2. I think Daniel said something about streaming encryption/decryption and picking CTR for that reason.

[icidasset]

He also mentioned that here: https://github.com/fission-suite/keystore-idb/issues/16

[matheus23]

Okay. So TLDR, we used AES-CTR to have a plan for streaming.

There's two more ways to support streaming that came out of the exploratory work with wnfs-go. It's always about how we chop up files into chunks that we can stream. These two other options came up:

• Do the chunking at the IPFS chunker level (at the configured ipfs chunk size, which is like 1MB max I think). I.e. wnfs-go's Cypherchunker.
• Chunk files into blocks which all get their own namefilter.
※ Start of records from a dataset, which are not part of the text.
Issue #960, opened 2019-02-12
SeekToCurrentErrorHandler - commit offset of recovered records


garyrussell:
See https://stackoverflow.com/questions/53781327/spring-kafka-listener-using-deadletterpublishingrecoverer-and-manual-ack-mode/53781959#comment96087649_53781959

PR #961, opened 2019-02-12
GH-960: Seek-to-Current - commit recovered offset

garyrussell:
Resolves https://github.com/spring-projects/spring-kafka/issues/960

When the container is configured with `AckMode.MANUAL_IMMEDIATE`, the
`SeekToCurrentErrorHandler` can be configured to commit the offset of
a recovered record.

### DIFF
--- a/spring-kafka/src/main/java/org/springframework/kafka/listener/SeekToCurrentErrorHandler.java
+++ b/spring-kafka/src/main/java/org/springframework/kafka/listener/SeekToCurrentErrorHandler.java
@@ -18,6 +18,7 @@ package org.springframework.kafka.listener;
 
 import java.util.Collections;
 import java.util.List;
+import java.util.Map;
 import java.util.function.BiConsumer;
 
 import org.apache.commons.logging.Log;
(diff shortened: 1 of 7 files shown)


spring-kafka/src/main/java/org/springframework/kafka/listener/SeekToCurrentErrorHandler.java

We would do this to hide how big files in the user's filesystem are and thus make it harder to fingerprint users.

Minor note: As far as I can tell all 3 approaches enable random access.

In terms of performance, using AES-CTR or doing it at the IPFS Chunker layer will most likely be more performant (no need to calculate namefilters).

In terms of privacy, chunking files into private filesystem blocks wins.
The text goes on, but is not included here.